→ HOW TO COMPLETE THIS TASK: Locate every line in the material below that has the word "unused". Copy each of those lines.

───

PR #18, opened 2018-03-11
Complain to stderr about unused raze settings.

mfarrugi:
Found myself upgrading crates and not (quickly) noticing that overrides were no longer being applied.

Not sure if this should be a harder error, lmk if you'd like it done differently. The output is kind of noisy right now as well, which may make this hard to notice if you don't know to look for it.

### DIFF
--- a/src/planning.rs
+++ b/src/planning.rs
@@ -108,14 +108,24 @@ impl<'a> BuildPlanner<'a> {
     let package_ids = try!(find_all_package_ids(source_id, &resolve));
 
     // Verify that user settings are being used
-    let package_strings = package_ids
-      .iter()
-      .map(|id| (id.name().to_string(), id.version().to_string()))
-      .collect::<HashSet<_>>();
+    let mut name_to_versions = HashMap::new();
+    for id in package_ids.iter() {
+      name_to_versions
+        .entry(id.name().to_owned())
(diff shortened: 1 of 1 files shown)


acmcarther:
This looks good to me. At some point I planned to print something like 
```Found X @ t1, which didn't have a matching dependency, did you mean X @ [t2,t3,t4]```
and I think there is code like that floating around somewhere in some other repo..

If you want to change this to hint at the available other versions, that would be nice, else we can do it some time later. LMK either way.

mfarrugi:
@acmcarther I added the version hint

acmcarther:
LGTM, thanks for quick fix!

mfarrugi:
@acmcarther I want to promote this to a hard error (since I ran into it again :|), any objection? 

The other option would be to replace the `Generated $CRATE successfully` with `Generated $count crates successfully`, but I imagine most people are going to ignore non-error output that takes more than 1 screen.

acmcarther:
Changing the warning to an error SGTM

Code was restructured recently, here is where the warning happens now:
https://github.com/google/cargo-raze/blob/afe42555876da022c42fe9cc8c6d16e747c2e4ce/impl/src/planning.rs#L788-L828

Issue #16, opened 2018-03-11
Support git dependencies


palfrey:
I have a git-based dependency in one of my projects that doesn't seem to get picked up by cargo-raze.

`hybrid-clocks = { git = "https://github.com/palfrey/hybrid-clocks.git", branch = "serde-0.9", features = ["serde"] }`

Admittedly, in this case, I think I can just upgrade to the latest version from crates.io now, but it would be good to support the general case.

mfarrugi:
I also ran into this with an unpublished crate, rust-gssapi, we ended up writing the `BUILD` by hand.

acmcarther:
Seems that [cargo-vendor supports this](https://github.com/alexcrichton/cargo-vendor/blob/f5699e45583673976edbe53072837513aa5eb639/src/main.rs#L299), so I don't see a reason why it couldn't be supported on our end.

Remote genmode would need to learn how to vendor things that aren't crates.io crates on S3 though.

I'll look into this. If you don't see updates here, feel free to ping again for an update.

bspeice:
I'm interested in getting the remote working - moving more of the hard work towards bazel. That said, recent PR should add support for Git, I tested it working using the dependency you specified.

acmcarther:
I believe that this is currently "incidentally" supported in vendor mode in https://github.com/google/cargo-raze/pull/28.

I did some ad-hoc manual testing there, but https://github.com/acmcarther/cargo-raze-examples/pull/5 will ensure it.

bspeice:
Confirmed that #28 works for vendored mode. I'll be working on code for remote mode next unless @acmcarther beats me to it.

acmcarther:
@bspeice have at it if you'd like!

Some initial direction:

1) The information you want will probably be available in  `metadata.packages[*].source`, though I'm not sure the best way to parse out the git repo details. Cargo's own source might be a good inspiration. The type of the field before serialization into a string was `SourceId`, and it can probably be turned back into one of those if that's useful.
2) You'll want to add an additional section to `CrateContext` with the information needed to know how to fetch the dependency. This will probably be a processed form of the data from (1)
3) That information will be used in `src/templates/remote_crates.bzl.template` to know whether to create a `new_git_repository` or a `new_http_archive` (as is the current default).

acmcarther:
This was fixed in https://github.com/google/cargo-raze/pull/44

PR #21, opened 2018-03-14
Issue #16 - Initial support for Git repositories

bspeice:
Intends to address google/cargo-raze#16, all tests are passing.


bspeice:
Committed with the wrong email. Going to reset that and try again.

Issue #7, opened 2018-02-28
Investigate using `cargo metadata` internally


acmcarther:
I wrote most of the integration before `cargo metadata` existed. I'm content with just continuting to use Cargo's internals in the event that `cargo metadata` is missing something needed, but if its possible to use it today, we probably should. 

Crosslinks:
https://github.com/rust-lang/cargo/issues/3815

acmcarther:
I've rewritten the planner to use output from `cargo metadata`, but I'm blocked by a small feature request to Cargo. https://github.com/rust-lang/cargo/pull/5122 adds the extra data I need.

Once this change is in, the whole stack will get much more testable as it won't depend on weird internal state of Cargo objects.

acmcarther:
cc https://github.com/rust-lang/cargo/issues/5583

I wasn't aware that these were outstanding issues. I'm currently working around lack of platform-specific details by performing dependency pruning:

https://github.com/google/cargo-raze/blob/2e4128f49ffaf7726002e30930db2aedbf205238/impl/src/planning.rs#L248-L257

(using dependency.target and comparing with the configured target).

https://github.com/google/cargo-raze/issues/53 tracks feature pruning (which is in an unclear state cargo-side as well).

UebelAndre:
Is this investigation still open?

PR #22, opened 2018-03-14
Issue #16 - Initial support for Git repositories

bspeice:
Intends to address google/cargo-raze#16, all tests are passing.

### DIFF
--- a/src/planning.rs
+++ b/src/planning.rs
@@ -100,12 +100,10 @@ impl<'a> BuildPlanner<'a> {
 
     let mut crate_contexts = Vec::new();
 
-    let source_id = match self.registry.clone() {
-      Some(v) => v,
-      None => try!(SourceId::crates_io(&self.cargo_config)),
-    };
-
-    let package_ids = try!(find_all_package_ids(source_id, &resolve));
+    let mut package_ids: Vec<PackageId> = Vec::new();
+    for dep in root_direct_deps.iter() {
+      package_ids.extend(find_all_package_ids(dep.source_id().clone(), &resolve)?);
+    }
 
     // Verify that user settings are being used
     let mut name_to_versions = HashMap::new();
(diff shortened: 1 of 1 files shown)


src/planning.rs
```diff
@@ -100,12 +100,10 @@ impl<'a> BuildPlanner<'a> {
...
 
-    let source_id = match self.registry.clone() {
-      Some(v) => v,
-      None => try!(SourceId::crates_io(&self.cargo_config)),
-    };
-
-    let package_ids = try!(find_all_package_ids(source_id, &resolve));
+    let mut package_ids: Vec<PackageId> = Vec::new();
+    for dep in root_direct_deps.iter() {
+      package_ids.extend(find_all_package_ids(dep.source_id().clone(), &resolve)?);
```
acmcarther: This might be better implemented by changing `find_all_package_ids` to take the root_package_id and filter out only that package_id. The current implementation takes the source_id only to avoid including the root (kinda cludgey, given that we have the root's package_id available, I know).

In any case, this implementation appears to loop over the whole dep set way more times than it probably needs to, given its objective of supporting git deps.

_Addendum_: This extra looping also causes a minor breakage: cargo.bzl and the alias BUILD file end up with one duplicate per dependency (so 5 deps caused there to be five copies of each dependency). Test suite needs help :cry: (that https://github.com/google/cargo-raze/issues/7 will begin to deliver)

src/planning.rs
```diff
@@ -100,12 +100,10 @@ impl<'a> BuildPlanner<'a> {
 
     let mut crate_contexts = Vec::new();
 
-    let source_id = match self.registry.clone() {
-      Some(v) => v,
-      None => try!(SourceId::crates_io(&self.cargo_config)),
-    };
-
-    let package_ids = try!(find_all_package_ids(source_id, &resolve));
+    let mut package_ids: Vec<PackageId> = Vec::new();
```
acmcarther: If `Remote` genmode is currently unsupported, perhaps we should fail harder. Something like

```rust
// N.B. Renamed for clarity
let upstream_registry_source_id = try!(SourceId::crates_io(&self.cargo_config));

// Verify that Remote genmode only has crates_io deps (others currently unsupported)
if self.settings.genmode == GenMode::Remote { 
  for dep in root_direct_deps.iter() {
    if dep != root_package_id && dep.source_id() != upstream_registry_source_id {
      panic!("Remote GenMode doesn't currently support crate sources other than crates_io (e.g. `git` is unsupported)");
    }
  }
}
```

src/planning.rs
bspeice: I think what you're ultimately after is some way of deduplicating `package_ids` after the iteration over root deps?
The loop was put in place because it originally assumed a `SourceId` of crates.io, and this now fixes is so that each root dependency uses its own Source (adding support for non-crates.io crates in addition to Git).
Happy to write up some test cases, wanted to get a commit started to solicit feedback like this!

src/planning.rs
bspeice: Agreed, and that's straight-forward to change. I want to test that I didn't accidentally introduce support for it in remote GenMode (and will help me figure out what is needed there), but following confirmation that it's broken, will add a failback.

bspeice:
As discovered in acmcarther/cargo-raze-examples#5, this doesn't actually "fix" Git. The dependencies are resolved, but the BUILD files aren't created correctly.
Given that this doesn't truly fix anything at the moment, and the refactoring work in #28, I think this is better off closed for now. I need to take some time and make sure that everything is fixed on the refactored version, and also take remote genmode into account.

Issue #23, opened 2018-03-14
Automate smoke testing


acmcarther:
Due to the deficient test suite, when I'm preparing to submit code to google/cargo-raze I run a smoke test against cargo-raze-examples. The steps look roughly like this:

```
# From working directory
$ cargo install -f
$ git clone git@github.com:acmcarther/cargo-raze-examples
$ cd cargo-raze-examples/internal && ./evaluate-local-raze.sh
```

This runs `cargo-raze` across a swath of configurations and attempts to build them. If we run Travis in `sudo` mode, it should be possible to do this in CI -- though this will then require:
1) The rust tests to be run "manually" (instead of automagicially, as they are now)
2) `bazel` to be installed before build

PR #27, opened 2018-03-14
Add cargo-raze-examples smoketest

acmcarther:


acmcarther:
Verified that CI breaks for changes that produce broken bazel builds:

Branch:
https://github.com/google/cargo-raze/compare/acm-better-tests...acm-broken

Failed Build:
https://travis-ci.org/google/cargo-raze/builds/353514507

---

This is seriously imperfect, in part because 
- It is slow
- It sacrificed nightly and beta builds to gain back some speed
- It might get flaky if acmcarther/cargo-raze-examples gets some broken stuff checked in

... but it does fix https://github.com/google/cargo-raze/issues/23

PR #28, opened 2018-03-15
Refactor planning in the manner of `cargo metadata` (but keep using internals)

acmcarther:
This is going to be a very disruptive PR to https://github.com/google/cargo-raze/pull/22, so I'm putting it up while i'm still wrapping it up.

@bspeice I can roll your changes into this PR if you'd like. Actually, I suspect I already did -- I'm not filtering on source_id at all anymore.


src/metadata.rs
```diff
@@ -0,0 +1,110 @@
...
+}
+
+#[cfg(test)]
+mod tests {
+  use super::*;
+  use serde_json;
+
+  #[test]
+  fn test_metadata_deserializes_correctly() {
+    let metadata_file_contents = include_str!("../test_fixtures/metadata.txt");
```
bspeice: Can the test fixtures be moved inside the project? It's not intuitive what content this actually represents.

bspeice:
Eh, for as much as was actually changed in #22, I can't imagine it would take me too long to re-do on top of this. Go ahead and focus on the refactor, I'm still working to bring myself up to speed.
I'm getting an exception when running though, I'll put the stack trace here and try and get the git remote bazel build packaged up to submit for the examples repo. I imagine that helps both with the smoke testing you rolled out, and in general proving "hey, this is useful in practical circumstances."

acmcarther:
Thanks for the trace @bspeice, I'll get that working in this PR.

Note to self: Review recent commits (don't let tests or new features get lost!)

acmcarther:
Submitting this for now to unblock git deps.

Plenty more tests to be added in a subsequent PR.

PR #29, opened 2018-03-15
Check package.source under Remote genmode for non crates-io srcs

acmcarther:
Also prints full metadata on generation failure. This might be a bit overwhelming to the user, but it appears 
above the actual error, so it should be OK. It will provide important diagnostic context for user reported errors here.

My machines can't seem to agree on the rust format. Frustrating. Will fix before submit


UebelAndre:
@acmcarther Is this PR still relevant in terms of the functionality it's trying to provide? Maybe this could be converted into a feature request issue?

PR #45, opened 2018-04-14
Remove remote templates and use additional data in context

acmcarther:
PR currently has some garbage diff from a bad locally installed formatter. Going to fix on home machine.


acmcarther:
Huzzah!

PR #47, opened 2018-06-03
Add SHA-256 to the local_repositories

damienmg:
The SHA-256 is available from Cargo so it's easy to expose and it helps Bazel with caching and reproducibility.

This PR also contains 2 minor fixes:
  - Update Cargo.lock, the current one fail on my machine (Ubuntu 18.04)
  - Remove some unused variables and mark two modules as test config to remove unused warnings.

### DIFF
--- a/impl/src/metadata.rs
+++ b/impl/src/metadata.rs
@@ -73,6 +73,7 @@ pub struct Package {
   pub targets: Vec<Target>,
   pub features: HashMap<String, Vec<FeatureOrDependency>>,
   pub manifest_path: String,
+  pub sha256: Option<String>,
 }
 
 #[derive(Debug, Clone, Deserialize, PartialEq, Eq)]
@@ -272,6 +273,9 @@ impl<'config> MetadataFetcher for CargoInternalsMetadataFetcher<'config> {
         features.insert(feature.clone(), features_or_dependencies.clone());
       }
 
+      // Cargo use SHA256 for checksum so we can use them directly
+      let sha256 = package.manifest().summary().checksum().and_then(|x| Some(x.to_string()));
+
       packages.push(Package {
         name: package.name().to_string(),
         version: package.version().to_string(),
@@ -284,6 +288,7 @@ impl<'config> MetadataFetcher for CargoInternalsMetadataFetcher<'config> {
         targets: targets,
         features: features,
         manifest_path: package.manifest_path().display().to_string(),
+        sha256: sha256,
       });
     }
 
@@ -353,6 +358,7 @@ pub mod testing {
       targets: Vec::new(),
       features: HashMap::new(),
       manifest_path: String::new(),
+      sha256: None,
     }
   }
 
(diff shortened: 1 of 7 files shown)


damienmg:
The update to cargo.lock is actually addressing the problem we see in Travis at HEAD.

impl/src/templates/remote_crates.bzl.template
```diff
@@ -10,7 +10,10 @@ def {{workspace.gen_workspace_prefix}}_fetch_remote_crates():
         name = "{{workspace.gen_workspace_prefix}}__{{crate.pkg_name | slugify | replace(from="-", to="_")}}__{{crate.pkg_version | slugify | replace(from="-", to="_")}}",
         url = "https://crates-io.s3-us-west-1.amazonaws.com/crates/{{crate.pkg_name}}/{{crate.pkg_name}}-{{crate.pkg_version}}.crate",
         type = "tar.gz",
-        strip_prefix = "{{crate.pkg_name}}-{{crate.pkg_version}}",
+        {% if crate.sha256
```
acmcarther: Nit: use "{%-" to accomplish the same thing as you're accomplishing by splitting the tag.

Example: https://github.com/google/cargo-raze/blob/master/impl/src/templates/crate.BUILD.template#L23

impl/src/metadata.rs
```diff
@@ -272,6 +273,9 @@ impl<'config> MetadataFetcher for CargoInternalsMetadataFetcher<'config> {
         features.insert(feature.clone(), features_or_dependencies.clone());
       }
 
+      // Cargo use SHA256 for checksum so we can use them directly
+      let sha256 = package.manifest().summary().checksum().and_then(|x| Some(x.to_string()));
```
acmcarther: Two Nits:

s/`and_then(|x| Some(x.to_string()))`/`map(ToString::to_string)`

The `and_then` is only necessary when the mapping function yields an option. `map` is similar but without the option. `ToString::to_string` is the direct reference to the method (though `|x| x.to_string()` is totally fine as well).

impl/src/templates/remote_crates.bzl.template
damienmg: Much nicer. Done!

impl/src/metadata.rs
damienmg: Done.

damienmg:
PTAL. Thanks for the review!

acmcarther:
This PR needs a followup. Not usre how I missed this in review, but you added a field into a struct that I technically don't control the definition of -- Metadata.{...} is controlled by cargo as it's what they emit from `cargo metadata`.

SerializedPackage: 
https://github.com/rust-lang/cargo/blob/9c78c3a17ac4bc0c8b3b837095f60aa84d09c426/src/cargo/core/package.rs#L32-L49

When I throw the switch to use `cargo metadata` instead of the internals, the new sha256 field will always be empty. I think Cargo team might be open to accepting a PR that adds this to their output though. I'll followup in https://github.com/google/cargo-raze/issues/57

PR #49, opened 2018-06-04
Add version number to imported crates

damienmg:
Now that rust_library/rust_binary supports it.

### DIFF
--- a/impl/src/templates/partials/build_script.template
+++ b/impl/src/templates/partials/build_script.template
@@ -21,6 +21,7 @@ rust_binary(
       {%- endfor %}
     ],
     data = glob(["*"]),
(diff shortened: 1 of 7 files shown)


acmcarther:
I suspect this either needs to be smarter and detect if rust_library supports the version attr, or be driven by a flag in the `[raze]` section.

May not be a problem in practice, thoughts?

damienmg:
Rebased.

I don't think this will be a problem, people that use latest version of cargo-raze are going to use the latest version of rules_rust (whereas an incorrect version is resulting in weird stuff, like "generated by rust protobuf 0.0.0"). I don't see a case where we don't want to propagate this information.

acmcarther:
That SGTM.

PR #50, opened 2018-06-04
Remote: do not create http repository if it already exists.

damienmg:
Using native.existing_rules allow to use several crates.bzl file that
would import the same crates without failing with duplicate rules.

### DIFF
--- a/impl/src/templates/remote_crates.bzl.template
+++ b/impl/src/templates/remote_crates.bzl.template
@@ -4,9 +4,13 @@ cargo-raze crate workspace functions
 DO NOT EDIT! Replaced on runs of cargo-raze
 """
 
+def _new_http_archive(name, **kwargs):
+    if not native.existing_rule(name):
+        native.new_http_archive(name=name, **kwargs)
+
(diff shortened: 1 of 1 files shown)


acmcarther:
Sync w/ master should fix your build (your other CL was merged).

Can you share a little bit more detail about the use case that motivated this change? I see that, mechanically speaking, it lets you combine several `crates.bzl` files. This sounds fine to me, but I'm also interested to hear what kind of situation led to needing several `crates.bzl` files....

damienmg:
Rebased.

It's not something I encountered with raze yet but it something that happens all the time in other similar tools. The classic use case is I include libA and libB, both use cargo raze and both wrap the repositories in a bzl file exposed to the people. So you call liba_repositories() and llibb_repositories() and you get a collisions.

acmcarther:
I'm really nervous thinking about users having multiple cargo-raze resolved crate sets in the same workspace, but in reality this is just fixing a bug that someone will inevitably run into.

I'm thinking that ultimately "library-like" workspaces will need a way to express their third party crate dependencies, and a root workspace will need a mechanism to supply them. The prior art here isn't very encouraging.

PR #1173, opened 2020-10-19
improve displayed proposal end time accuracy

shanefontaine:
Proposals currently last 40,320 blocks, which equates to exactly 7 days at 15s block times.

However, the [Muir Glacier fork](https://blog.ethereum.org/2019/12/23/ethereum-muir-glacier-upgrade-announcement/) in early 2020 decreased the average block time to [somewhere between 13-13.5s](https://etherscan.io/chart/blocktime). This equates to proposals lasting approximately 6.5 days or less. This may confuse people who rely on the UI to wait until the last minute to vote on a proposal.

This PR adds a more accurate (~10%) time when displaying the approximate end of the proposal. It leaves room for variance in block times by assuming 14s block times instead of the more accurate 13-13.5s so that the proposal display time has never passed before a proposal is actually over.


NoahZinsmeister (approved):

NoahZinsmeister:
thanks @shanefontaine !

PR #1174, opened 2020-10-20
fix(token lists): stop showing notifications for lists that are not selected

moodysalem:
fixes https://github.com/Uniswap/uniswap-interface/issues/1161


ianlapham (approved):
LGTM

Issue #1184, opened 2020-10-27
Absolute imports


anxolin:
**Is your feature request related to a problem? Please describe.**
The app doesn't support absolute imports. Within a componentents directories can be nice, but for importing components or utils, you need to include the `../../` in the path.

**Describe the solution you'd like**
Add `baseUrl` in the `compilerOptions` in `tsconfig.js`

```js
{
  "compilerOptions": {
    ...,
    "baseUrl": "src"
  },
...
}
```

More info in https://create-react-app.dev/docs/importing-a-component

I've made this PR #1185 with the suggestion

**Describe alternatives you've considered**
N/A

**Additional context**
N/A

anxolin:
@moodysalem when do you think my PRs can be reviewed?

moodysalem:
I'm not opposed but also don't necessarily see the benefit if you are using automatic imports in your IDE. And it creates 2 different ways of importing which means we should be consistent.

anxolin:
Thanks for the reply. I think it makes refactors easier. Also, easier to copy paste some imports between files. 
Looks simpler too, so easier to read.

I think within a component, if it has its own directory, is good to use relative to import the subcomponent parts. 

But to import stuff the `constants`, the `theme`,  or some components, it makes it a bit inconvenient to import using `../.../` or `../.../..` depending where you are.

moodysalem:
QQ, what happens if there is a conflict between an absolute import and a node_module import?

anxolin:
I think `src` will take precedence on a conflict. 

Normally there won't be conflicts, since imports will be like `hook/aaaa`, or `data/yyyy`

If you want to do a quick test, you can create the file `src/lodash.ts` with this content:

```ts
export interface Cancelable {
  cancel(): void
  flush(): void
}
```

Then, you can see how src code gets picked first:
```js
import { Cancelable } from 'lodash'
```

PR #1186, opened 2020-10-27
Rewrite paths as absolute

anxolin:
This PR is related to #1184 Issue.

## Context
This PR simplifies the imports by using absolute paths. It's the seconds part of this PR ( #1185) where it was added the support for absolute paths.

For context https://create-react-app.dev/docs/importing-a-component

## Some notes
* Although this PR is big, it **ONLY** modifies the routes that refer to a directory hanging directly from `src`. It doesn't do any other change in the code base.
* It was modified using a REGEX, following the pattern `import '(..\/)+(components|assets|<all other dirs>)\/` 
* These are the dirs used in the REGEX:
image
* There's one exception. The constants cannot be resolved using `import { ... } from 'constants'`, so they were changed into `import { ... } from 'constants/index'`

## Not included in this PR
Although this REGEX manages to change a big part of the imports, I decided against "going manual" and modify some relative imports like: 

```ts
import CurrencySearchModal from '../SearchModal/CurrencySearchModal'
```

This is more error prone, so they can be done in a separated PR, getting the ones changed in this PR out of the way.


TomasFlow (approved):

anxolin:
Any chance this can be also merged @moodysalem?

moodysalem:
> Any chance this can be also merged @moodysalem?

Yup sorry will take a look. It's just a lot of work to manually review so it would be easier if I just copied your approach and applied it to master

anxolin:
I understand. Whatever is easier for u, yes there's a lot of changes and not fun to review, but I think the way Github highlight the change is not that bad. You'll just see a lot of `../..` disappearing and the project working as before 😃

anxolin:
Hei @moodysalem did you have a chance to review the changes. I saw there was conflicts with master, and I solved them, but it would be nice if we review it sooner, so it doesn't diverge from master (there's a lot of small changes, so it will keep happening)

moodysalem:
I hear you but I'm worried about merging this and missing something that breaks the interface or worse and don't think it's worth the due diligence to review since it has no impact on the end user xp and minimal impact on the developer xp. If you want to get this changed across the codebase, I would be more comfortable with a PR adding a bash script that rewrites all the paths, which I can more easily review and then apply to master

anxolin:
@moodysalem , yes I totally get it. I provided some instructions here, I hope with this makes things easier https://github.com/Uniswap/uniswap-interface/issues/1207

PR #1195, opened 2020-11-03
Fix(pool page): show deposited liquidity on pool page

ianlapham:
- detect if user has any liquidity deposited into a rewards pool 
- show this along with regular liquidity so users dont get confused about what they own


src/components/PositionCard/index.tsx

───

→ TASK RESULT:
Complain to stderr about unused raze settings.
  - Remove some unused variables and mark two modules as test config to remove unused warnings.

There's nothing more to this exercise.